Sidisi closed the distance between her and the man. "And why not revere him? In my life I sought power, but I did not understand what that meant. I look at him now, and I understand."
"You can't truly be pleased with what he has done to you," the man said.
"What do you think you know of me, human?" Sidisi curled her tail. "Resisting the dragon is fruitless. One can only serve him and hope for a painless death when he asks for it."

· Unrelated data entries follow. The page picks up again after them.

PR #735, opened 2020-03-07
core: make streams with`is_internally_created`

### LINKED ISSUE #733: core: retries do not work
## Problem

We identified an issue where specifying a `RetryPolicy` in Envoy Mobile has no effect (requests are not retried).

## Root cause

The root cause of this bug is that Envoy Mobile converts the `RetryPolicy` structures to `x-envoy-` headers and passes them through with the outbound request. This is done via headers rather than through engine configuration (which does work from my testing) in order to allow for different retry policies on a per-request basis.

When Envoy's connection manager receives these requests, it [flags Envoy Mobile's request as an external request](https://github.com/envoyproxy/envoy/blob/master/source/common/http/conn_manager_utility.cc#L138-L149) and [strips all retry headers](https://github.com/envoyproxy/envoy/blob/cb7f13c67cb8b9f02afc053f6eef743a3ed3c1af/source/common/http/conn_manager_utility.cc#L172-L181).

As a result, Envoy's [retry policy parser](https://github.com/envoyproxy/envoy/blob/cb7f13c67cb8b9f02afc053f6eef743a3ed3c1af/source/common/router/retry_state_impl.cc#L45) is never called with the original retry headers, and the request is never retried.

### 1) Pass context directly to Envoy to indicate Envoy Mobile is an internal requestor

We could potentially pass additional information directly to Envoy to indicate that the request is being created within Envoy Mobile and to avoid stripping some of these headers. This isn't necessarily a new paradigm, as something similar is done [here](https://github.com/envoyproxy/envoy/blob/c5f4302325223765b660f0f366ce25bf8570e7a5/source/common/http/conn_manager_impl.cc#L259).

This is likely the most preferable solution, though complexity will require more investigation.

### 2) Update Envoy's heuristic for "internal" traffic

The [heuristic](https://github.com/envoyproxy/envoy/blob/master/source/common/http/conn_manager_utility.cc#L138-L149) flagging Envoy Mobile's traffic as external could potentially be updated to properly flag Envoy Mobile traffic as internal.

This could potentially be risky since it's something heavily relied upon with legacy behavior. Marking this traffic as internal may also produce unwanted side effects.

### 3) Create retry policies in engine configs and update router

We could potentially add a way for users to create retry policies when starting the engine, and include those in the configuration we pass to start Envoy. At a later time, we could use a custom header (i.e., `x-envoy-mobile-retry-policy`) to route requests differently inside the [router](https://github.com/lyft/envoy-mobile/blob/bc56e30c88fd0f8961533cb027a8f2130371b458/library/common/config_template.cc#L23-L31) based on their assigned retry policy.

This is a bit clunky, and is restrictive on end users since it will prevent them from assigning new/custom retry policies at runtime and requires them to have knowledge of all possible policies when starting the library.

junr03:
Description: in order to prevent the Http::ConnectionManager from sanitizing retry headers attached by the platform, streams are now marked by `is_internally_created` true.
Risk Level: medium, but output shown below shows that the requests still have expected headers.
Testing: log and behavior confirmation. Integration tests are needed and will be focus of imminent work.

Fixes #733

### DIFF
--- a/library/common/http/dispatcher.cc
+++ b/library/common/http/dispatcher.cc
@@ -295,9 +295,11 @@ envoy_status_t Dispatcher::startStream(envoy_stream_t new_stream_handle,
 
     // Only the initial setting of the api_listener_ is guarded.
     //
-    // Note: streams created by Envoy Mobile are tagged as is_internally_created. This means that the Http::ConnectionManager _will not_ sanitize headers when creating a stream.
+    // Note: streams created by Envoy Mobile are tagged as is_internally_created. This means that
+    // the Http::ConnectionManager _will not_ sanitize headers when creating a stream.
     direct_stream->request_decoder_ =
-        &TS_UNCHECKED_READ(api_listener_)->newStream(*direct_stream->callbacks_, true /* is_internally_created */);
+        &TS_UNCHECKED_READ(api_listener_)
+             ->newStream(*direct_stream->callbacks_, true /* is_internally_created */);
 
     Thread::ReleasableLockGuard lock(streams_lock_);
     streams_.emplace(new_stream_handle, std::move(direct_stream));
@@ -322,14 +324,18 @@ envoy_status_t Dispatcher::sendHeaders(envoy_stream_t stream, envoy_headers head
     if (direct_stream) {
       RequestHeaderMapPtr internal_headers = Utility::toRequestHeaders(headers);
       setDestinationCluster(*internal_headers);
-      // Set the x-forwarded-proto header to https because Envoy Mobile only has clusters with TLS enabled.
-      // This is done here because the ApiListener's synthetic connection would make the Http::ConnectionManager set the scheme to http otherwise.
-      // In the future we might want to configure the connection instead of setting the header here.
+      // Set the x-forwarded-proto header to https because Envoy Mobile only has clusters with TLS
+      // enabled. This is done here because the ApiListener's synthetic connection would make the
+      // Http::ConnectionManager set the scheme to http otherwise. In the future we might want to
+      // configure the connection instead of setting the header here.
       // https://github.com/envoyproxy/envoy/issues/10291
       //
-      // Setting this header is also currently important because Envoy Mobile starts stream with the ApiListener setting the is_internally_created bool to true.
-      // This means the Http::ConnectionManager *will not* mutate Envoy Mobile's request headers. One of the mutations done is adding the x-forwarded-proto header if not present.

The man leaned close to Sidisi. "What if it wasn't futile? In my pocket, I hold three vials of poison made from the Jrung Orchid. A mere quarter of one was enough to fell one of Dromoka's regents. Allow me to approach the dragon, and I can end his reign."
Silumgar chuckled, and spoke words in his ancient tongue that caused the room to vibrate, piles of gold swirling in the wake."
"Just because he does not wish to speak your tongue," Sidisi said to the man, "does not mean he does not understand it."
Sidisi reached her tail around the man's midsection, but he wrestled an arm free and let a vial loose. It sailed across the room and struck Silumgar's massive body. The vial shattered and the black liquid dripped onto the ground, fizzing as it hit the gold below.
"The dragon breathes poison," Sidisi said tightening the grip on the man. "Did you believe your oil would have any effect on his magnificence?"
Silumgar snorted and a toxic cloud engulfed the room. Before, when Sidisi was still alive, the dragon's breath burned her skin. She would skitter and rush to calm it with salves before large black boils formed.
The man was not sibsig. His flesh held no resistance to the vapors.
"Had you come without the gold, Silumgar would have only asked for one tenth of your population as a penance, "Sidisi said to the man as he gasped for air. "Many of those you loved would have survived. Now, I'm afraid, the punishment will be more severe."
The dragon barked more orders. Sidisi grabbed the man by the neck and dragged him out of the throne room, to the edge of a sibsig pit.
"Please," the man said. "Please. No. Please. I don't want to die. I know you can help me."
"Could," Sidisi said, as she removed the remaining vials from the man's cloak. "Won't. What good are your riches now? They offer me no respite."
"My family, I have failed you," the man said, weeping as his breath became more shallow. "No poison will kill that beast. Surely we are all doomed."
"Alone, no," Sidisi said. "But tribute brings many like yourself who believe they can end the dragon. They all bring such lovely poisons."
Sidisi unceremoniously tossed the man's near-lifeless body into the pit. Her kin would have their feast, and nothing would be left of him to be returned. She lifted the ornate plate covering her midsection to reveal a large gash—the gaping hole where her heart once beat.
There, she held a collection of poisons from all over the lands, their potent oils mixing.
Sidisi waited for the day when their potency had matured, and for when the dragon let his guard down. On that day, she would take the power the dragon had stolen from her, and the naga would become what they were always meant to be—rulers of these lands.